━━━ DATA UNDER STUDY

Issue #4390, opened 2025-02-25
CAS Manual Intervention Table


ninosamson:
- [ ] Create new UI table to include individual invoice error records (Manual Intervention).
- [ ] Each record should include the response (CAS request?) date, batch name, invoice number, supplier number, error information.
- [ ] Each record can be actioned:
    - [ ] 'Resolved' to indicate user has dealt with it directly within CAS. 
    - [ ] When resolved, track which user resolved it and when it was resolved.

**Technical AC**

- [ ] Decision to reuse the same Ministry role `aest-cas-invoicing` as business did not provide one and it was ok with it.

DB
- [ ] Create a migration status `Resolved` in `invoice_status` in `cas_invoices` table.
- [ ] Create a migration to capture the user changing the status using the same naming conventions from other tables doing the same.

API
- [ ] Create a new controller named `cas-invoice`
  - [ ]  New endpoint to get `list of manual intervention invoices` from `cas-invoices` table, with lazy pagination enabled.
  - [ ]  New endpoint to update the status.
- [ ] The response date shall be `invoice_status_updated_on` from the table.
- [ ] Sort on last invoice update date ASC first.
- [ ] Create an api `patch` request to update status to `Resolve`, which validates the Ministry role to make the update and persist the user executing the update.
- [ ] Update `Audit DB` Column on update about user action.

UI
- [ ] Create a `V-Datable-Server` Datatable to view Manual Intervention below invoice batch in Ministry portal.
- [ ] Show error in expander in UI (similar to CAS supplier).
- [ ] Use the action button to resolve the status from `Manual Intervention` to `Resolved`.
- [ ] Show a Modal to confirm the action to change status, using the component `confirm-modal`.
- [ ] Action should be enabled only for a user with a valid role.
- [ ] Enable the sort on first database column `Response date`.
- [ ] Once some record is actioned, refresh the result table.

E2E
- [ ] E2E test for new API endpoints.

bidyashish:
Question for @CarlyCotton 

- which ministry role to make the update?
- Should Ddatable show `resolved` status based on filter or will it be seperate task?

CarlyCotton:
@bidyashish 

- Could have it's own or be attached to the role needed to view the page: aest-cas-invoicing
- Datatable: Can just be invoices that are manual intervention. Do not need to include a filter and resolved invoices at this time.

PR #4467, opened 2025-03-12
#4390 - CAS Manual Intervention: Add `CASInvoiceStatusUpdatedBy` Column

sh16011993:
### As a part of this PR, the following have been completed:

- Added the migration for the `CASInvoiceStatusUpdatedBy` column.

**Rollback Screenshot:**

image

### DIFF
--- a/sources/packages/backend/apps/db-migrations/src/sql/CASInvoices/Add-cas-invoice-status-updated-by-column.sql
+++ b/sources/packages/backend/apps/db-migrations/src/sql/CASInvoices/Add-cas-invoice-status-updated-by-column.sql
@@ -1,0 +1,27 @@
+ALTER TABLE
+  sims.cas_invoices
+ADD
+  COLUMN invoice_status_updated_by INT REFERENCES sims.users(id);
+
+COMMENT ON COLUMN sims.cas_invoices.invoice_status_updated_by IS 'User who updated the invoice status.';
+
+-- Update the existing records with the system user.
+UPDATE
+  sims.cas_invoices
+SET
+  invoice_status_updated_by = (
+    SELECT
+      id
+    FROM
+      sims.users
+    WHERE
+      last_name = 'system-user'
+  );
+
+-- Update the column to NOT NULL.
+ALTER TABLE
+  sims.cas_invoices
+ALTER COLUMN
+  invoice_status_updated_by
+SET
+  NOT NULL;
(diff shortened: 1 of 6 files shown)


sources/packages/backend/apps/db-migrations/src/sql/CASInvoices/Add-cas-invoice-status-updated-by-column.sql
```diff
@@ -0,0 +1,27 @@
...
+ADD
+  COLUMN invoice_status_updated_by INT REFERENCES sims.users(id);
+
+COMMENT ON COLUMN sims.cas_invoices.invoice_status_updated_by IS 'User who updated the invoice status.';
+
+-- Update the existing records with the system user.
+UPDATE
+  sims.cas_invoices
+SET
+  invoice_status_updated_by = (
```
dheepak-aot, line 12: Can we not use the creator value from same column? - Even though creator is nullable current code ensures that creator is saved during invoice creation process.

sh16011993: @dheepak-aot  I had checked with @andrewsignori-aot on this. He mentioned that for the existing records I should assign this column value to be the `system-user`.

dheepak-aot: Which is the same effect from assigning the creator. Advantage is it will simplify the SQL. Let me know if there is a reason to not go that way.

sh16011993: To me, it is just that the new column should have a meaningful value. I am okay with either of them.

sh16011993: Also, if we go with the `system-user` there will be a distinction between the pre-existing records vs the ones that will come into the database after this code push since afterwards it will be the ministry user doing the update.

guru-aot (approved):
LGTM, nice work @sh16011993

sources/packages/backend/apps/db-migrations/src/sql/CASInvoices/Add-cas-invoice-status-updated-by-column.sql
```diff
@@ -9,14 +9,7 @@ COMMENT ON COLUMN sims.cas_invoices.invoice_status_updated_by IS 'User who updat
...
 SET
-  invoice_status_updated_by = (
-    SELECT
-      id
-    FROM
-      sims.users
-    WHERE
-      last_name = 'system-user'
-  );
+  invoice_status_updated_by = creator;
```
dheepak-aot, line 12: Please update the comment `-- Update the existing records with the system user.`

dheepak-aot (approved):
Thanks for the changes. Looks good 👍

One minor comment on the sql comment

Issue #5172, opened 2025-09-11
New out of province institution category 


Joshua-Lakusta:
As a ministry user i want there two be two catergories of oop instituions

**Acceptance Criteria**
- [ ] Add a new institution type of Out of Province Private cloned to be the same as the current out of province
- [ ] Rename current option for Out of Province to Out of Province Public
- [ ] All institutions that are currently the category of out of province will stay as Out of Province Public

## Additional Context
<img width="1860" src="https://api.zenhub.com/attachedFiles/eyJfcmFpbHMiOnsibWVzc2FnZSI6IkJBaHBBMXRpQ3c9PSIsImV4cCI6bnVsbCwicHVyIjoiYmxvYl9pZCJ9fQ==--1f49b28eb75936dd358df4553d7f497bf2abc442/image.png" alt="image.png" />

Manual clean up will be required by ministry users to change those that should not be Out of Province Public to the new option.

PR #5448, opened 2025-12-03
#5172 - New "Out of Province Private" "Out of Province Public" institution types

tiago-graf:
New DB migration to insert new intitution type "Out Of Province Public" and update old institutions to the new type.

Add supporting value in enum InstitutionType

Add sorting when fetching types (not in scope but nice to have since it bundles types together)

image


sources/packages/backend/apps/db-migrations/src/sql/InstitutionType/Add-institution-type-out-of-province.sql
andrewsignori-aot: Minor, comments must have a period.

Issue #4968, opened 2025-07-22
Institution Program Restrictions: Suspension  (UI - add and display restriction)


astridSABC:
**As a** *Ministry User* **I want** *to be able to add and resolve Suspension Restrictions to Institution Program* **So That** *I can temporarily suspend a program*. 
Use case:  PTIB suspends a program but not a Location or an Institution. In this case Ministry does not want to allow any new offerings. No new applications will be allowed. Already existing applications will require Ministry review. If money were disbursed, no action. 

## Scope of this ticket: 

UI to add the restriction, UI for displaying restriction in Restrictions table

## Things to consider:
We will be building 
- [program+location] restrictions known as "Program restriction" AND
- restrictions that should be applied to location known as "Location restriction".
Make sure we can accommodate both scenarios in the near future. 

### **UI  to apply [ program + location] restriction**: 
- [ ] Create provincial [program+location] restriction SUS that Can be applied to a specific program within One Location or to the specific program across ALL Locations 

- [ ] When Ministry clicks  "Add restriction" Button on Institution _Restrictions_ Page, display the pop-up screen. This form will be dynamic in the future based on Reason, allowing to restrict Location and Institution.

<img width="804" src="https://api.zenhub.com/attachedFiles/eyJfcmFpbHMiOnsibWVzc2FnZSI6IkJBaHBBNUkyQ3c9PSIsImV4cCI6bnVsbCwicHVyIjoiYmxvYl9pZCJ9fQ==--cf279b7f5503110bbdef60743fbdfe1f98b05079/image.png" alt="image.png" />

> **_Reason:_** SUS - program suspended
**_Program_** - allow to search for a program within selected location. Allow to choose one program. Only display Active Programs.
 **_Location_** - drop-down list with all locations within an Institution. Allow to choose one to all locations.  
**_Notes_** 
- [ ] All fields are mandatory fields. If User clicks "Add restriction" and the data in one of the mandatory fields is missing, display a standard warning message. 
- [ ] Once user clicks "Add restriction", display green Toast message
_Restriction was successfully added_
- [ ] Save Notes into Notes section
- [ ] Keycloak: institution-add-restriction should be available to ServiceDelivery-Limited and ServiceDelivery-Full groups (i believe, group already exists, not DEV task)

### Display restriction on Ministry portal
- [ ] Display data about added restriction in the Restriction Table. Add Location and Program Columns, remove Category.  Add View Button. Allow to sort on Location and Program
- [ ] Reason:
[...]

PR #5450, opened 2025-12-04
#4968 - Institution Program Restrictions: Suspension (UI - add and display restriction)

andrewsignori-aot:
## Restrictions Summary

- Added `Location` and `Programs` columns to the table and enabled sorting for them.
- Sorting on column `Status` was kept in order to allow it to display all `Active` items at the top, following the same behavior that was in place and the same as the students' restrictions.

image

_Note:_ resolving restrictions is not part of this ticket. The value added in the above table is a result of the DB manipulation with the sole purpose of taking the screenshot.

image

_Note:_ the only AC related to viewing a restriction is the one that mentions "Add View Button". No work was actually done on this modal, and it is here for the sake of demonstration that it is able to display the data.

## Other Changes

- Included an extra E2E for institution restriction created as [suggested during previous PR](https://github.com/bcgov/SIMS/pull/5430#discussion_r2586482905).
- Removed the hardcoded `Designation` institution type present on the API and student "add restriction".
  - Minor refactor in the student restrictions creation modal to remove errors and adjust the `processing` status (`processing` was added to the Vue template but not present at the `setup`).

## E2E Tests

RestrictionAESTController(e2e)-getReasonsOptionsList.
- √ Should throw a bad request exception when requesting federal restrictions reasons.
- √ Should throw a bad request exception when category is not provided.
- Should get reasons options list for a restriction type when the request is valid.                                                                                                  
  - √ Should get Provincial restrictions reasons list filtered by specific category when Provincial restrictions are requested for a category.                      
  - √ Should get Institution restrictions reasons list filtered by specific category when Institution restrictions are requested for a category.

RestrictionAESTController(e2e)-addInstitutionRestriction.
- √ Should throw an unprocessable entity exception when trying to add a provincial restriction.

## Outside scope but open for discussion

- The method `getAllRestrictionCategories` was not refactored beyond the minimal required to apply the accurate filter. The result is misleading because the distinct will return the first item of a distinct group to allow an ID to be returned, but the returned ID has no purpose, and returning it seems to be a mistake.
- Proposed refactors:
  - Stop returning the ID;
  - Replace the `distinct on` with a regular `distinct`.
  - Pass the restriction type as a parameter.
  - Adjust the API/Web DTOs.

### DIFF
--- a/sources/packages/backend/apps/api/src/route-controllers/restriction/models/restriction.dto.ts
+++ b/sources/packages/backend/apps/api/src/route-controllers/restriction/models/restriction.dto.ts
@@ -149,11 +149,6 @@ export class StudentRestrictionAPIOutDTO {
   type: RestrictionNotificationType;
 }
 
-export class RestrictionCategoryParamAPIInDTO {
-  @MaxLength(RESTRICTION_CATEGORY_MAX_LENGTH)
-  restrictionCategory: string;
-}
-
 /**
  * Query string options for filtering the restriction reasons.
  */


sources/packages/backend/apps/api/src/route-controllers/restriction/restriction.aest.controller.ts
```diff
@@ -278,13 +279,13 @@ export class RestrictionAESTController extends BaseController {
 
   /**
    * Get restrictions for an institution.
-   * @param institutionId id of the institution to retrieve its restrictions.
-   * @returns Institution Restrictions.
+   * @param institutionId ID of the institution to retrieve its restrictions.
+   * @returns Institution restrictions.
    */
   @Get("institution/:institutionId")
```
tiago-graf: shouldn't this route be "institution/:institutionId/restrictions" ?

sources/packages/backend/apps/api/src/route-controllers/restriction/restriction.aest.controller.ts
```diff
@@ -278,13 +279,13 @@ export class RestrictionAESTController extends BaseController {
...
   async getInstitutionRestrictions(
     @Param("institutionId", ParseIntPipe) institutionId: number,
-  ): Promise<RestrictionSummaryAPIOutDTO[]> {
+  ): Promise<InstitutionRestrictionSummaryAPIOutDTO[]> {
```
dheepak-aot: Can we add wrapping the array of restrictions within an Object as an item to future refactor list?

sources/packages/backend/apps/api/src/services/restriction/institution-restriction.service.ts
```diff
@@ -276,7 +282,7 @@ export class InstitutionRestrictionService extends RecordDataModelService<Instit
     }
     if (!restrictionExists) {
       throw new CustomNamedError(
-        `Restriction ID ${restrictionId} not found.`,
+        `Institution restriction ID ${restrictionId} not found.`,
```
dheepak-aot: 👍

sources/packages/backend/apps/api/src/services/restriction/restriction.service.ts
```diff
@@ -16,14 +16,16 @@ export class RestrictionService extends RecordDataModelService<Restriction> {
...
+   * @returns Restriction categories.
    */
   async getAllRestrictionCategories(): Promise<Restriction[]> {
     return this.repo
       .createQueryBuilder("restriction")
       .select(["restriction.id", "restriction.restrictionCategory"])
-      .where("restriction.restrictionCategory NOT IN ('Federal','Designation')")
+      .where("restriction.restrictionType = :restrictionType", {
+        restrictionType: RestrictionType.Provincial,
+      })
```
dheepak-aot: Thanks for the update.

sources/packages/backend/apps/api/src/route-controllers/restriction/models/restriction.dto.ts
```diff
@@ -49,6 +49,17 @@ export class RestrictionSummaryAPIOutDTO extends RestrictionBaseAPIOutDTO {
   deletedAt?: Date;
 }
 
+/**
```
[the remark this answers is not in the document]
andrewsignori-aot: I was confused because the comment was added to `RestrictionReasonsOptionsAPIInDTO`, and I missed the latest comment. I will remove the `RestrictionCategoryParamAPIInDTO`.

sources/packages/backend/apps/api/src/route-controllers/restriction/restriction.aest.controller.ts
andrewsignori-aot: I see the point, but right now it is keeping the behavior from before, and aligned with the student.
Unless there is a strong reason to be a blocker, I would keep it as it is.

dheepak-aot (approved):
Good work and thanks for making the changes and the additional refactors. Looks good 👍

━━━━━━

Tell how many lines in the entries above include the string "value", and write nothing but the number.

5